Wer liefert die schwächste Leistung in der Besetzung?
Bella Thorne als Allison. Die Rolle ist kaum geschrieben, und Thorne unternimmt keinen erkennbaren Versuch, das zu kompensieren. Reine Dekoration mit großem Namen.
Lohnt sich The Babysitter trotz der mittelmäßigen Besetzung?
Ja – aber mit gedämpften Erwartungen. Als kurzweilige Horrorkomödie für einen Netflix-Abend funktioniert der Film. Als Schauspiel-Showcase ist er weitgehend uninteressant. Weaving allein ist den Abend wert.
Ist die Besetzung von The Babysitter: Killer Queen besser?

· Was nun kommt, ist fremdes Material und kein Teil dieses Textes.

PR #447, opened 2016-03-14
Fix cron jobs for './' on manage.py, timezone

KlaasH:
The cron tasks weren't running because they were trying manage.py rather than ./manage.py.  And I adjusted the schedule since they were written as though the server would be in local time but in fact it's in UTC so they'd be running mid-morning.

### DIFF
--- a/deployment/ansible/roles/driver.celery/tasks/main.yml
+++ b/deployment/ansible/roles/driver.celery/tasks/main.yml
@@ -29,10 +29,10 @@
 - name: Ensure Driver celery service is running
   service: name=driver-celery state=started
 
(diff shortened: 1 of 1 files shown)


KlaasH:
Actually, is the calculate_black_spots command good to go, or do we possibly want to keep that from running automatically just yet?

ddohler:
Looks like that command is a placeholder at the moment; there probably wouldn't be any harm in letting it run automatically, but I'd probably lean toward disabling it until it actually does something.

ddohler:
+1 sorry I missed the update

sharph:
:+1:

Nicht wirklich. Das Sequel The Babysitter: Killer Queen wiederholt viele der gleichen Casting-Entscheidungen und -probleme. Weaving ist weniger präsent, Lewis muss mehr tragen – mit gemischten Ergebnissen.
Gibt es deutsche Synchronsprecher für The Babysitter?
Ja, der Film wurde für den deutschsprachigen Raum synchronisiert. Die deutschen Synchronsprecher sind in der Synchronkartei dokumentiert, verleihen den Figuren jedoch keine zusätzliche Tiefe gegenüber dem Original – was bei dieser Art von Film ohnehin kaum möglich wäre.